There is no longer a superintendent of the Utah Schools for the Deaf and Blind.
The State Board of Education on Friday eliminated the position as part of structural and oversight changes following an unflattering legislative audit of the school's finances. The changes come with no timeline. But they eventually will put current superintendent Lee Robinson out of a job.
"His job is over as superintendent," associate state superintendent Patti Harrington told the Deseret Morning News. "They're opening up a principal's position for which he can apply."
But Robinson would do so with a letter of reprimand in his file, "specifically identifying the impropriety of not clearly and accurately communicating to the various legislative bodies the status of available funds," under state board action Friday.
A handful of USDB teachers praised the board's actions.
"I really give credit to the board for seeing through a lot of smokescreens," said teacher Robyn Allred. "We (now) will able to move forward with a clean slate . . . and get services to kids."
Robinson was in Washington, D.C., Friday afternoon for an educational conference. Messages left at his hotel were not immediately returned.
But in a recent interview, Robinson, who has held the job more than a decade, said he would patiently await the board's recommendation.
"I think I've done everything I can do to see that kids have an appropriate education. I think the budget (practice), in my view, was appropriate because it ensured constancy for programs. I guess it's an honest disagreement whether it was the appropriate thing to do."

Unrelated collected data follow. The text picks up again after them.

PR #2628, opened 2018-12-11
Fix commonServerPython date_to_timestamp

DeanArbel:
## Status
Ready

## Related Issues
fixes: https://github.com/demisto/etc/issues/14442

## Description
Fixes an issue with date_to_timestamp function commonServerPython, and added test to that function.

## Must have
- [X] Tests
- [ ] Code Review


TestPlaybooks/script-TestPyCommonServer.yml
```diff
@@ -337,6 +337,10 @@ script: |-
       assert camelize([{'chookity_bop': 'asdasd'}, {'ab_c': 'd e', 'fgh_ijk': 'lm', 'nop': 'qr_st'}], '_').__str__ == "[{u'ChookityBop': 'asdasd'}, {u'AbC': 'd e', u'Nop': 'qr_st', u'FghIjk': 'lm'}]"
       assert camelize({'ab_c': 'd e', 'fgh_ijk': 'lm', 'nop': 'qr_st'}, '_').__str__ == "{u'AbC': 'd e', u'Nop': 'qr_st', u'FghIjk': 'lm'}"
 
+  def test_date_to_timestamp():
```
ronykoz: I think that it should be mentioned in the TESTS dict in order to be tested, Also saw that CAMELIZE is not there so please add both of them

Tests/conf.json
```diff
@@ -2,6 +2,10 @@
     "testTimeout": 160,
     "testInterval": 20,
     "tests": [
+        {
+            "integrations": [],
```
ronykoz: Could you remove this line, not needed

TestPlaybooks/script-TestPyCommonServer.yml
DeanArbel: Done

Tests/conf.json
DeanArbel: Done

A legislative audit of the USDB was issued about a month ago to top legislative leaders, who asked the state school board to recommend personnel changes because of it. The board since has received about two hours of public input and reams of letters and e-mail both in support of Robinson and asking for his removal.

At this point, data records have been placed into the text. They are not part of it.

PR #2633, opened 2018-12-12
Fetch from instance - added context option

yardensade:
Added option to output the incidents context for testing purposes.

### DIFF
--- a/Scripts/script-FetchFromInstance.yml
+++ b/Scripts/script-FetchFromInstance.yml
@@ -86,4 +86,4 @@ runonce: false
 deprecated: true
 tests:
   - No test - cannot create a dummy integration inorder to test that
-releaseNotes: "-"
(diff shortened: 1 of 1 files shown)


Scripts/script-FetchFromInstance.yml
```diff
@@ -5,7 +5,11 @@ name: FetchFromInstance
 fromversion: 4.0.0
 script: |-
   import re
+  from distutils.util import strtobool
 
+  incidents_context = []
+  context = {}
+  add_to_context = bool(strtobool(demisto.args().get('add_to_context')))
```
ronykoz: Why do you need both strtobool and bool?

yardensade: Because it returns int and I prefer it to be more definitive.

PR #2634, opened 2018-12-12
findSimilarIncindets fix error handle

erezh31:


erezh31:
@meirwah plz review again, bug fixed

In summer 2002, legislative budgeters used half the USDB's $1.75 million cash surplus to help cover a state budget deficit.
Shortly afterward, USDB reported the budget cut left it with only restricted funds. The school left nine positions unfilled, resulting in increased teacher workloads, higher class sizes and "difficulty providing effective instruction," to the blind and deaf students in the program, the audit stated.
But the audit found the money, in fact, was not restricted, and could have been used to fill those positions. It also stressed that school funds were never misappropriated.
The school was letting its year-end surpluses roll over to the next year's budget, mainly so it would never again go in the red, as it did in the early 1990s, Robinson has said.
The audit recommended the state school board better oversee the school.
The state board approved strategies Friday, including:
Leadership reorganization: The director of at-risk and special education services, currently Karl Wilson, will be the top link of USDB's chain of authority. A principal academic and operations officer would fall under him, and fulfill the current duties of the USDB superintendent. A finance manager will regularly prepare reports to the State Office of Education finance director.
Adding to the school's Institutional Council parents, representatives of the Utah State Office of Rehabilitation, and a non-voting USDB teacher. The council will receive formal budget and personnel training and report to the state school board twice a year on recommended budgets and whether to continue the principal's employment.